=== Records provided ===

PR #73, opened 2015-03-12
DistributioTests: added corner cases, more tested values

snurkabill:
You may not going to like the cycle over all values which we want to pick.

### DIFF
--- a/optaplanner-core/src/test/java/org/optaplanner/core/impl/heuristic/selector/common/nearby/BetaDistributionNearbyRandomTest.java
+++ b/optaplanner-core/src/test/java/org/optaplanner/core/impl/heuristic/selector/common/nearby/BetaDistributionNearbyRandomTest.java
@@ -40,14 +40,12 @@ public class BetaDistributionNearbyRandomTest {
         Random random = mock(Random.class);
         NearbyRandom nearbyRandom = new BetaDistributionNearbyRandom(1.0, 1.0);
 
-        when(random.nextDouble()).thenReturn(0.0);
-        assertEquals(0, nearbyRandom.nextInt(random, 500));
-        when(random.nextDouble()).thenReturn(1.0 / 500.0);
-        assertEquals(1, nearbyRandom.nextInt(random, 500));
-        when(random.nextDouble()).thenReturn(2.0 / 500.0);
-        assertEquals(2, nearbyRandom.nextInt(random, 500));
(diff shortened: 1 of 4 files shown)


optaplanner-core/src/test/java/org/optaplanner/core/impl/heuristic/selector/common/nearby/BetaDistributionNearbyRandomTest.java
```diff
@@ -40,14 +40,12 @@ public void nextIntUniform() {
...
-        when(random.nextDouble()).thenReturn(0.0);
-        assertEquals(0, nearbyRandom.nextInt(random, 500));
-        when(random.nextDouble()).thenReturn(1.0 / 500.0);
-        assertEquals(1, nearbyRandom.nextInt(random, 500));
-        when(random.nextDouble()).thenReturn(2.0 / 500.0);
-        assertEquals(2, nearbyRandom.nextInt(random, 500));
-        when(random.nextDouble()).thenReturn(3.0 / 500.0);
-        assertEquals(3, nearbyRandom.nextInt(random, 500));
+        double roundingConstant = 0.000001; // normalizes calculation against over-rounding error
+        for (int i = 0; i < 500; i++) {
```
ge0ffrey: I prefer hard coded numbers in unit tests, instead of dynamic code to validate all numbers. Because there's a high risk that that dynamic test code is written under the same logic as the production code, victim to the same bugs. Hard coded numbers on the other hand, predicted in advance on paper (so written without using the production code or even a bit of code to calculate the result), are a better approach in my opinion.

So I am going to revert this class to the original code.

ge0ffrey: DRY (Do not repeat yourself), extract methods, etc is a must do in production code, but I don't think it's a must do in unit test code, at least not to calculate the expected result of an assert.

ge0ffrey:
Thanks jiri, merged, great work :)
I did make some changes on top of it, see comments above for explenation: http://github.com/droolsjbpm/optaplanner/commit/6fef9a86b

snurkabill:
I see your point. I think that I will make some tests for distributions in RH test suite based on some macro-polo methods, just to be sure. anyway, you are welcome as always :)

===

### Exercise description
Pull every line holding "selector" out of the records.

### Response area
--- a/optaplanner-core/src/test/java/org/optaplanner/core/impl/heuristic/selector/common/nearby/BetaDistributionNearbyRandomTest.java
+++ b/optaplanner-core/src/test/java/org/optaplanner/core/impl/heuristic/selector/common/nearby/BetaDistributionNearbyRandomTest.java
optaplanner-core/src/test/java/org/optaplanner/core/impl/heuristic/selector/common/nearby/BetaDistributionNearbyRandomTest.java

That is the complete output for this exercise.